Nessas densas camadas que sustentam o patriarcado colonial, o poder de homens brancos heterossexuais de classe alta também precisa ser pensado em seus processos de formação por séries repetitivas. Aqui vimos como o menino branco já nasce com um poder que lhe parece mágico e sem prerrogativas. O olhar da babá o confirma, mas ele não sabe muito bem como responder a tal suposição, evidentemente equivocada. Sem serem propriamente heróis, os meninos pequenos, ao perceberem seu poder aleatório – não tinham feito nada para conquistá-lo, além de terem nascido em lar burguês – e terem de exercê-lo de forma precoce e sexualmente invasiva e traumática, muitas vezes respondem, já na vida adulta, violentamente no interior de tal arranjo. Nesse quadro estrutural, o patrãozinho supostamente conserva mais poder que uma mulher capaz de executar as mais sofisticadas atividades intelectuais, afetivas e corporais. Se com o menino pequeno a dinâmica erótica muitas vezes podia forjar uma espécie de poder para as mulheres trabalhadoras, com homens adultos casos de assédio e abuso em relação às mulheres escravizadas no período colonial reafirmavam efetivamente o poder dos senhores de engenho e proprietários de terras.
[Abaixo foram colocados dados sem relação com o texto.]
PR #1292, opened 2015-12-03
Add ScalarValue structure

hvacengi:
ScalarValue.cs
* New class to encapsulate number types (int, double, float)
* Class will implicitly convert to both int and double types
* Implements IConvertible to enable Convert.ToDouble and the like to work
* Provide access to the int, double, and validity information
* ISVALID provides a way for users to disable number safe mode and monitor safety of numbers themselves.
* Implement applicable operators for manipulation and equality testing
kOS.Safe.csproj
* Add reference to ScalarValue.cs

### DIFF
--- a/src/kOS.Safe/Encapsulation/ScalarValue.cs
+++ b/src/kOS.Safe/Encapsulation/ScalarValue.cs
@@ -4,43 +4,34 @@ using kOS.Safe.Exceptions;
 
 namespace kOS.Safe.Encapsulation
 {
-    public class ScalarValue : Structure, IConvertible
+    abstract public class ScalarValue : Structure, IConvertible
     {
-        private int? internalInt;
-        private double? internalDouble;
+        protected object internalValue;
 
-        public bool IsInt { get { return internalInt.HasValue; } }
+        abstract public bool IsInt { get; }
 
-        public bool IsDouble { get { return internalDouble.HasValue; } }
+        abstract public bool IsDouble { get; }
 
         public bool IsValid
         {
             get
             {
-                if (internalInt.HasValue) return true;
-                else if (internalDouble.HasValue)
+                if (IsInt) return true;
+                if (IsDouble)
                 {
-                    if (double.IsInfinity(internalDouble.Value) || double.IsNaN(internalDouble.Value)) return false;
+                    double d = GetDoubleValue();
+                    if (double.IsInfinity(d) || double.IsNaN(d)) return false;
                     return true;
                 }
                 return false;
             }
         }
 
-        public object Value
-        {
-            get
-            {
-                if (IsInt) return internalInt.Value;
-                if (IsDouble) return internalDouble.Value;
-                throw new kOS.Safe.Exceptions.KOSException("Scalar value contains no double or int value");
-            }
-        }
+        public object Value { get { return internalValue; } }
 
-        public ScalarValue(object value)
-            : base()
+        protected ScalarValue()
         {
-            SetValue(value);
+            InitializeSuffixes();
         }
 
         public void InitializeSuffixes()
@@ -50,7 +41,7 @@ namespace kOS.Safe.Encapsulation
             AddSuffix("ISVALID", new Suffix<bool>(() => IsValid));
         }
 
-        protected void SetValue(object value)
+        public static ScalarValue Create(object value)
         {
             if (value is float)
                 value = Convert.ToDouble(value);
@@ -59,26 +50,23 @@ namespace kOS.Safe.Encapsulation
                 bool inBounds = Int32.MinValue < (double)value && (double)value < Int32.MaxValue;
                 if (inBounds && !double.IsNaN((double)value))
                 {
-                    // I still don't quite get what this part is doing... I'm thinking of rewriting it using modulous instead
+                    // Convert the double to an int, and check and see if they are still equal.
+                    // if so, treat the double as if it was an int.
                     int intPart = Convert.ToInt32(value);
                     if ((double)value == intPart)
                     {
-                        internalInt = intPart;
-                        internalDouble = null;
-                        return;
+                        return new ScalarIntValue(intPart);
                     }
                 }
-                internalDouble = (double)value;
-                internalInt = null;
+                return new ScalarDoubleValue((double)value);
             }
             else if (value is int)
             {
-                internalInt = (int)value;
-                internalDouble = null;
+                return new ScalarIntValue((int)value);
             }
             else if (value is ScalarValue)
             {
-                SetValue(((ScalarValue)value).Value);
+                return ScalarValue.Create(((ScalarValue)value).Value);
             }
             else
             {
@@ -88,21 +76,12 @@ namespace kOS.Safe.Encapsulation
 
         public int GetIntValue()
         {
-            if (internalInt.HasValue)
-            {
-                return internalInt.Value;
-            }
-            else
-            {
-                return Convert.ToInt32(internalDouble);
-            }
+            return Convert.ToInt32(Value);
         }
 
         public double GetDoubleValue()
         {
-            if (IsDouble) return internalDouble.Value;
-            if (IsInt) return Convert.ToDouble(internalInt.Value);
-            throw new kOS.Safe.Exceptions.KOSException("Scalar value contains no double or int value");
+            return Convert.ToDouble(Value);
         }
 
         public override string ToString()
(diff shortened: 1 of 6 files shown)


src/kOS.Safe/Encapsulation/ScalarValue.cs
```diff
@@ -0,0 +1,456 @@
...
+        public object Value { get { return internalValue; } }
+
+        protected ScalarValue()
+        {
+            InitializeSuffixes();
+        }
+
+        public void InitializeSuffixes()
+        {
+            AddSuffix("ISINT", new Suffix<bool>(() => IsInt));
```
erendrake: Did we want to remove these suffixes for the time being?

src/kOS.Safe/Encapsulation/ScalarValue.cs
```diff
@@ -0,0 +1,456 @@
...
+                }
+                return new ScalarDoubleValue((double)value);
+            }
+            else if (value is int)
+            {
+                return new ScalarIntValue((int)value);
+            }
+            else if (value is ScalarValue)
+            {
+                return ScalarValue.Create(((ScalarValue)value).Value);
```
erendrake: I do not understand the point of this recursive call. How would you get out of it?

src/kOS.Safe/Encapsulation/ScalarValue.cs
```diff
@@ -0,0 +1,456 @@
...
+        public override string ToString()
+        {
+            if (IsInt) return GetIntValue().ToString();
+            else if (IsDouble) return GetDoubleValue().ToString();
+            return "NaN";
+        }
+
+        public override bool Equals(object obj)
+        {
+            if (obj == null) return false;
```
erendrake: a `null` check then an `is` then an `as` cast? this can be simplified.

src/kOS.Safe/Encapsulation/ScalarValue.cs
```diff
@@ -0,0 +1,456 @@
...
+                value = Convert.ToDouble(value);
+            if (value is double)
+            {
+                bool inBounds = Int32.MinValue < (double)value && (double)value < Int32.MaxValue;
+                if (inBounds && !double.IsNaN((double)value))
+                {
+                    // Convert the double to an int, and check and see if they are still equal.
+                    // if so, treat the double as if it was an int.
+                    int intPart = Convert.ToInt32(value);
+                    if ((double)value == intPart)
```
erendrake: the chance of this being true will be vanishingly small once users start doing any math operations on it.

src/kOS.Safe/Encapsulation/ScalarValue.cs
```diff
@@ -0,0 +1,456 @@
...
+            if (obj is ScalarValue)
+            {
+                ScalarValue val = obj as ScalarValue;
+                if (val != null)
+                {
+                    if (this.IsInt && val.IsInt)
+                    {
+                        return this.GetIntValue() == val.GetIntValue();
+                    }
+                    return this.GetDoubleValue() == val.GetDoubleValue();
```
erendrake: the chance of this being true will be vanishingly small once users start doing any math operations on it.

src/kOS.Safe/Encapsulation/ScalarValue.cs
```diff
@@ -0,0 +1,456 @@
...
+        }
+
+        public static ScalarValue operator ^(ScalarValue val1, ScalarValue val2)
+        {
+            return Power(val1, val2);
+        }
+
+        public static bool operator ==(ScalarValue val1, ScalarValue val2)
+        {
+            return val1.Equals(val2);
```
erendrake: Potential NullReferenceException

src/kOS.Safe/Encapsulation/ScalarValue.cs
```diff
@@ -0,0 +1,456 @@
...
+        }
+
+        public static bool operator ==(ScalarValue val1, object val2)
+        {
+            return val1.Equals(val2);
```
erendrake: Potential NullReferenceException

src/kOS.Safe/Encapsulation/ScalarValue.cs
Dunbaratu: True but the only way to fix that is to decide FOR the user what the epsilon will be where things get called identical.  That's not something we should be doing.  Either it's exactly equal or it's not.  Just like native doubles.  There are *some* native doubles where it does work exactly - basically integers small enough to fit in the floating point mantissa work (i.e. 0, 1, 2, 3,...) , and that's quite a few.  You have to start getting pretty large before a floating point representation won't store an integer properly.

src/kOS.Safe/Encapsulation/ScalarValue.cs
```diff
@@ -0,0 +1,456 @@
...
+            return Convert.ToUInt32(GetIntValue());
+        }
+
+        ulong IConvertible.ToUInt64(IFormatProvider provider)
+        {
+            return Convert.ToUInt64(GetIntValue());
+        }
+    }
+
+    public class ScalarIntValue : ScalarValue
```
erendrake: No multi-class files

src/kOS.Safe/Encapsulation/ScalarValue.cs
```diff
@@ -0,0 +1,456 @@
...
+            get { return true; }
+        }
+
+        public ScalarIntValue(int value)
+        {
+            internalValue = value;
+        }
+    }
+
+    public class ScalarDoubleValue : ScalarValue
```
erendrake: No multi-class files

src/kOS.Safe/Encapsulation/ScalarValue.cs
```diff
@@ -0,0 +1,456 @@
+﻿using System;
+using kOS.Safe.Encapsulation.Suffixes;
+using kOS.Safe.Exceptions;
+
+namespace kOS.Safe.Encapsulation
+{
+    abstract public class ScalarValue : Structure, IConvertible
+    {
+        protected object internalValue;
```
erendrake: No non-private non-const fields

src/kOS.Safe/Encapsulation/ScalarValue.cs
erendrake: yeah, this is not really something we need to change. I was just pointing it out. picking an epsilon would be pretty ballsy. Floating point math is not a newbie friendly topic anyway.

src/kOS.Safe/Encapsulation/ScalarValue.cs
hvacengi: Suffixes were removed in the combined PR instead of this one, mostly because I didn't want to do another round of branch switching.  I can make that change in this PR itself if it will make it easier for you.

src/kOS.Safe/Encapsulation/ScalarValue.cs
hvacengi: I suppose I can modify the `Value` property to make it have a `protected` setter instead of exposing `internalValue` to subclasses.  In the case of `abstact` classes however it makes sense to me that `protected` fields be allowed, since by definition the `abstact` class itself cannot be instantiated.  I will make the change to `Value`.

src/kOS.Safe/Encapsulation/ScalarValue.cs
hvacengi: Agreed.  But until we get it set up that we can run basic scripts outside of kOS (a stand alone interpreter) we cannot easily use the debugger to confirm this is the case.  I'm of the mindset to leave these checks in until we know for sure that we have caught every method of instantiating.

src/kOS.Safe/Encapsulation/ScalarValue.cs
hvacengi: The null check prior to casting is needed for null safety.  I should remove the `is` however, since the `as` and `!= null` are equivalent, which means we're casting twice instead of once.

src/kOS.Safe/Encapsulation/ScalarValue.cs
hvacengi: I see below that you are referring to the floating point rounding, rather than the conversion itself.  I'll make comments in reply to the post that you and dunbaratu have already be conversing in.

src/kOS.Safe/Encapsulation/ScalarValue.cs
hvacengi: You two understand floating point math itself better than I.  If there is no loss of precision, I would suggest we just treat everything like an double.  There is nowhere in the code that we limit the operations based on being an integer, and in fact operations like `Power` and `Divide` require us to treat all values like doubles already.  `Divide` is probably the most notable, since the value is very different in integer math than it is in floating point math (`3/2 = 1`, rather than `1.5`).  But it would be important that the sum of the integer values would equal an integer parse (i.e. `100000 + 228000 = 328000` evaluates to `true`).  Since I'm not familiar with the inner workings of floating points, I don't know at which point that becomes an issue, maybe it only breaks down beyond the storage capacity of the integer anyways.

I should also point out that right now there is nothing to address overflow, so I think it is possible to add two positive integer values and return a negative integer value.

src/kOS.Safe/Encapsulation/ScalarValue.cs
hvacengi: Fixed in the combined PR #1294, I can port back here if you prefer.

src/kOS.Safe/Encapsulation/ScalarValue.cs
hvacengi: I'll put them into their own files.

src/kOS.Safe/Encapsulation/ScalarValue.cs
Dunbaratu: It won't be a problem.

32-bit floats can store an accurate integer up to (2^24 - 1).
64-bit floats can store an accurate integer up to (2^53 - 1)

The standard floating point number formats are essentially just scientific notation, with the following two important differences:

1 - The mantissa is expressed only as a fractional part between 0 and 1, rather than with having one digit to the left of the point as it usually is with scientific notation. (i.e. normal scientific notation would express the number 123 as 1.23e2, while the way computer numbers do it would express it more like 123e3, with the nomenclature using a shorthand that there's an implied "0." preceding the integer 123, that just isn't shown in the format.  This nomenclature allows the format to never mention a decimal place, and just write it out with integers.)
2 - Except it's not in base 10 of course, it's base 2.  So the nomenclature 123e3 mentioned above would actually be more like this: 1111011e111 ( 0.123, (stored as 1111011), shifted 7 (stored as 111) binary places).
3- It's a bit more complex when the number is negative because it does negatives using 2's compliment representation of the mantissa integer, but that's the general idea.

Thus the largest exact integer it can hold is just however many binary digits are dedicated to the mantissa part.  Looking up the IEEE standards on it, the 64 bits of a double are allocated as 10 bits for the exponent part, and 54 bits for the mantissa integer part (one of which is the sign bit so it's really 53 bits for the max int, minus 1 for how 2s complement works, thus the value (2^53 - 1) I mentioned above.)

I went through working this out a while back when I was worried about how we were letting people index arrays and lists using doubles instead of ints, and how I thought it would break because it can't actually convert down into the integers the array indeces expect, but then I did that above work and realized the integers would have to get enormous before it would truly break.

src/kOS.Safe/Encapsulation/ScalarValue.cs
hvacengi: Turns out this was done in the other branch as well.  I'm merging in the fixes as "cherry-pick" commits

src/kOS.Safe/Encapsulation/ScalarValue.cs
hvacengi: That makes it sound like I can remove the `if (val1.IsInt && val2.IsInt)` checking and just treat everything as a double.  I don't think the performance difference between integers and doubles would be that notable given the bottle neck we already have in executing the opcode instructions.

Indicar esses intrincados processos e mediações em certa medida expostos e ao mesmo tempo velados pela psicanálise não visa justificar ou minimizar a responsabilidade dos atores que compõem diferentes cenas de violência, mas pretende antes indicar como julgamentos morais abstratos, destituídos de densidade material e histórica, perdem de vista os meandros das formações sintomáticas psíquicas, sociais e políticas.

Alessandra Affortunati Martins é psicanalista e doutora em Psicologia Social e do Trabalho pela USP. Autora de Sublimação e Unheimliche (Pearson, 2017), A abstração e o sensível: Três ensaios sobre o Moisés de Freud (E-galáxia, 2020) e organizadora de Freud e o patriarcado (Hedra, 2020).